Digital collage experimenting with perceptive qualities of moving through the forest on Breistølsveien. The negative space was made with cloning the original photo and was used to explore the arbitrary moments and perception of blur and focus as you engage with a place on a walk





This project aims to explore the nature of in motu perception and its importance in our formation of place and atmosphere—putting together ideas from a range of academics from the fields of architecture, landscape, and philosophy to help aid and contextualise my field and design research. By developing my prior understanding of the nature of perception to include embodied movement, interesting questions arose as to how this might aid in widening the frame of information available to architectural practice to include a more concrete conception of place. Questions such as:


What is the nature of the experience of an embodied perception in motu? How does this embodied perception in motu work to inform our notion of place? Can place rhythms be a useful lens to survey S.E.M’s (Space. Event. Movement) of spatial sequences? Would then, using a more embodied criteria than Tschumi’s “walking notation” give a more appropriate understanding and measure of place rhythms for a more concrete survey?

What started by trying to understand the visual perception of space then grew into an understanding that, in motu, the clarity of this perception isn’t of consistent quality. By combining the way that our attention focuses in and out of spatial clarity while we are in movement with the radial nature of our optical focus I started to gain an understanding of the form of space as blotchy vignettes of detail formed out of implied fields of atmosphere. What also became apparent was that these moments of clarity where constantly varying dependant on ever-changing and temporal physical, environmental, social, and psycho-personal conditions—meaning that the perception of space in motu is less concrete than what can be read from a traditional spatial survey and with only moments of actual spatial clarity or focus.

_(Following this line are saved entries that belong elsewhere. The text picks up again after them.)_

PR #2139, opened 2016-11-21
Support for Android 7.1 launcher shortcuts

igoninlab:
This small patch add support of launcher shortcuts on supported API versions (API Level 25)

I`m created basic shortcut for "New conversation" and up to 3 shortcuts for latest open conversations.
Trivial function to create round bitmap added to avatarService.

I`m not pretty sure about right places to catch conversationList change, but i think creating separated observer to listAdapter is too heavy for it.


mimi89999:
Would be good to squash the 2 commits...

igoninlab:
@mimi89999 yes, did it

mimi89999:
@iNPUTmice

iNPUTmice:
Hi @igoninlab 

thank you for this PR. I was meaning to take a look at the Shortcut API but since I don't have a 7.1 device yet i didn't get around to it.

Couple of comments:

* The code that manages the shortcuts should be invoked from the XmppConnectionService instead of the UI. (Otherwise those shortcuts would only get updated if the app is in the foreground.
* The output of the rounded image generator should be cached since it will be created fairly frequently.
* I think the background can be made transparent instead of white?

Since I don't have a device yet with android 7.1 can you measure how long a run through `buildShortcuts` takes? If it's too expensive we might want to somehow cache the result (after all if we always take the top 3 conversations it won't change too frequently I'm guessing)

igoninlab:
Hi!
Thank you for reply. Yes, you right about caching. I will take profiling
and see whats possible to do.

22 нояб. 2016 г. 2:50 ПП пользователь "Daniel Gultsch" <
notifications@github.com> написал:

igoninlab:
@iNPUTmice
I've moved all stuff related with shortcuts to XmppConnectionService as you said. But i think its not impotant, because conversation list can only be updated in foreground app.

> I think the background can be made transparent instead of white?
No, it can't, because color used as clipping mask for bitmap copy. I removed unnecessary color passing from code by covering it with overloaded function.

About profiling. I have added caching for rounded avatars. On my old HTC Sensation, initial call takes up to 1000ms, all other is 50-60ms.

iNPUTmice:
I'm actually familiarizing myself with the design documentation and the intent purpose of these shortcuts. I'm starting to think that the 4 most recent conversations might not actually be the ones we want to have in the shortcuts.
The shortcuts should contain the most important conversations. I poor mans approach to figuring out what 'import' is might be the conversations with the most outgoing messages in the last x days.

vbatts:
It doesn't have to be only recent conversations. One could be "new conversation" or some convenient option like that.

iNPUTmice:
Implemented in 2cf05528b436d0cff7335a360b0d4ab0b80cc95a

PR #2189, opened 2016-12-15
Publish PNG avatars instead of WEBP

mimi89999:


iNPUTmice:
This will create avatars with sizes in the 40+KiB region. Sometimes up to 60+KiB (depends on the image obviously) which will be rejected by a lot of public servers.

lookshe:
Regarding to the XEP-0084 png is required, gif and jpeg recommended and everything else optional. So I do not think that most of public servers reject such avatars, because it is a must when implementing the XEP-0084 and of course png images will become slightly bigger than other types.

http://xmpp.org/extensions/xep-0084.html (Chapter 4.2.1)

> The <metadata/> root element MAY contain more than one <info/> element. Each <info/> element MUST specify metadata for the same avatar image but in alternate content-types (e.g., "image/png", "image/gif", and "image/jpeg"), and one of the formats MUST be "image/png" to ensure interoperability. The value of the 'type' attribute MUST be an IANA-registered content type of type "image" or "video". [12] Support for the "image/png" content type is REQUIRED. Support for the "image/gif" and "image/jpeg" content types is RECOMMENDED. Support for any other content type is OPTIONAL.

iNPUTmice:
@lookshe the avatars are rejected because of their size. Not because of their encoding. Webp images where about 8KiB and PNG images are about 5 times that which is above the threshold for many servers.

mimi89999:
Isn't it a problem with the server then?

The problem with Conversations publishing webp avatars is that no other client can show them!

d9h02f:
And they never will, because only Google products support WebP because it's a shitty solution to a nonexistent problem. They'll drop all support for it in a couple of years just like they do with everything (remember SPDY?). PNG and JPG are standards for a reason.

rom1dep:
@iNPUTmice 
I agree that keeping avatars sizes as constrained as possible is the right thing to do, and that, as a consequence, your point has some technical merit and possibly some backing.
But in the same time WebP has not demonstrated any quality nor compression improvement over jpeg. If space becomes such a huge problem that one has to deviate from the XEP and introduce a format which isn't png, jpeg appears to always be a better contender than WebP (except maybe for a couple of very edgy cases).
And this is not even considering the immense compatibility of jpeg with almost every GUI client on every platform.
I believe that the correct way to implement this feature would be to aim for png as a default, check the resulting avatar size, and shrink it to jpeg only when needed. Defaulting to WebP with no consideration for the XEP, nor for the users on other platforms nor for the other clients implementers seems abrupt.

iNPUTmice:
The correct way forward is to
- [ ] modify the HTTP Upload XEP to optionally store certain files permanently. Possibly in 'slots' or something like that. Meaning if I upload a new file into the slot 'avatar' it will overwrite the previous 'avatar'. Otherwise the server will accumulate countless avatars over time.
- [ ] get that implemented in the servers
- [ ] modify Conversations to upload the avatar to HTTP

If anyone wants to implement this be my guest. However I currently have other priorities.

iNPUTmice:
If someone cares a lot about a short time solution I might also accept a PR that optimizes the PNG files with [pngquant](https://github.com/ndahlquist/pngquant-android) and [Zopfli](https://github.com/depsypher/pngtastic).
(Acceptance will be based on the output file sizes. But initial testing on my end locked fine)

labdsf:
@d9h20f 
> They'll drop all support for it in a couple of years just like they do with everything (remember SPDY?).

Offtopic: SPDY successfully evolved into HTTP/2

zinid:
For the record, I added `mod_avatar` module to ejabberd, which makes it possible to convert between avatar formats: https://github.com/processone/ejabberd/commit/e4d21c1941cd204a458d1ecd35dd8615f72d3628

Walking rhythm patterns have been used as a way to analyse a more concrete in motu perception of space. The intention of this is to build a base of information to serve an ambulo sensitivity to a Pallasmaa-esque conception of atmosphere and place. The idea here being that the architecture for a walked path resembles the nature of perceptive momentary focus (or detail), formally, amongst a wider less defined atmosphere—an overall effect akin to architectural depth of field. Decisions of composition, form, and sequence are being driven by analysis from my site using the tools and ideas developed out of the design research phase, with this new embodied, in motu, understanding suggesting the manner(s) in which I could strengthen the sites pre-existing features—paring back the rhythm to exaggerate the essence of the sites performative qualities.

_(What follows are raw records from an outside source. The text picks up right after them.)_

Issue #2110, opened 2016-11-09
Background picture for chats


rugk:
It would be nice if one could set a background picture for all chats (or even better: for individual chats - in addition to a global background picture).

This would allow the customisation of the whole application making it more personal/individual for the user.

MontyJam:
This seems needlessly distracting.

tmolitor-stud-tu:
well, but it would be cool as this is a feature people know already from whatsapp and havin such a feature too would possibly attract some more people to use xmpp and conversations rather than whatsapp...

but that's definitely some very low priority task...

alexara:
I actually would welcome it as customizing is fun and I and probably many others don't like the boring white or black background.
@MontyJam  rethorical question: Did you set an individual desktop wallpaper or would it distract you? ;-)

Maby this task could be one for GSOC!

harshitbansal05:
I would try to work on this issue..

rugk:
This issue has manually been given 6 upvotes, because of user wishes. I will continue commenting here if further bots annoy me. Thank you for nothing, bot.

This issue is relevant. #badbot :no_bell::robot::no_bell:

iNPUTmice:
I’m counting this as feature creep and not as something Conversations needs right now.

licaon-kter:
Really? Feature creep? https://www.theverge.com/2020/12/1/21754853/whatsapp-custom-chat-wallpapers-sticker-search

We could have won... :(((

PR #2193, opened 2016-12-19
Added Background Color change on Conversation Activity

ZeCarlosCoutinho:
In order to complete an University Project, I've added the option, in the Conversation Activity, to change the secondary background color.

- It only has the default("grey") color + blue + red, and they change to a darker tone if the theme is set to "Dark".
- The color type keeps the same even if the theme is changed or larger fonts mode is activated.
- The color keeps even if the app is restarted.

This was done because there was an issue ( #2110 ) mentioning the possibility of background pictures being added to the conversations.
I did not have the time to try to add images, but I could add the option to choose the color, so I did it.

### DIFF
--- a/src/main/java/eu/siacs/conversations/ui/ContactDetailsActivity.java
+++ b/src/main/java/eu/siacs/conversations/ui/ContactDetailsActivity.java
@@ -135,6 +135,7 @@ public class ContactDetailsActivity extends OmemoActivity implements OnAccountUp
 
 	private OnClickListener onBadgeClick = new OnClickListener() {
 
+		//When contact's image is clicked
 		@Override
 		public void onClick(View v) {
 			Uri systemAccount = contact.getSystemAccount();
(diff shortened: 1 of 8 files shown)


licaon-kter:
Pics?

ZeCarlosCoutinho:
Here is the imgur link with the photos:
http://imgur.com/a/OzYXT

licaon-kter:
Don't mind me, but I find them unattractive. :-/
While the 2 current themes would not win any artsy contest at least they're build to fit, these backgrounds feel garrish.

BlauerHunger:
While the idea is really nice, not everybody likes the same colors. What about adding a color picker, for example like this: 
w3schools Colorpicker

ZeCarlosCoutinho:
@BlauerHunger Well, in the middle of all the projects I had, this was only a 2-day work :P
(My original intention was to give the ability to pick an image, and set it as background, but I seemed too complex for me to do it in 2 days only)
However, having a color picker is not a bad idea :) 
I had some trouble doing the color change, because the only solution i found was having all the options as styles in the xml, seeming a bit hardcoded, which (i think) isn't a very good programming practice.

@licaon-kter Maybe that's because changing only the secondary background color isn't enough. If I changed the primary colour + the color of the bar on top, it would be more aesthetic. Still, I don't mind if you don't like it. I didn't think the colors were bad, but maybe this feature could be improved to fit in the app "color context".

Now i'm a little busy with some other (and more critical for me) projects, so I won't be changing this for a while.
Still, this is a very secondary feature for the app, so I don't believe this will be much of a problem :P

licaon-kter:
Did you see QKSMS? It has a pretty nice theme selector, if license and time permits, I would like having that brought here.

For this site, the connections between spaces are both abrupt, and tenuous. My proposal is to simply pronounce the existing natural space rhythm of the garden more clearly more definition to the points of focus and creating architectural smudges in between. For the focussed vignettes, this means refining the natural formal characteristics that make the space-moment engage your conscious (for example with irregular rhythms in the riser heights and directional axes, or clear, sharp form emerging from soft gradations) and having the craft and materiality reinforce both the formal logic and the existing language. For the blurred spaces, this means designing them to graduate into a less-descript space formally and then using this new ambiguity as opportunity space where a user might change course to the places of pause in the garden—these being the grass knolls at the upper level with afternoon sun and views out over the harbour and a new lower meadow with informal seating and a new cherry tree (in reference to the demolished fruit gardens of an neighbouring ex-nunnery).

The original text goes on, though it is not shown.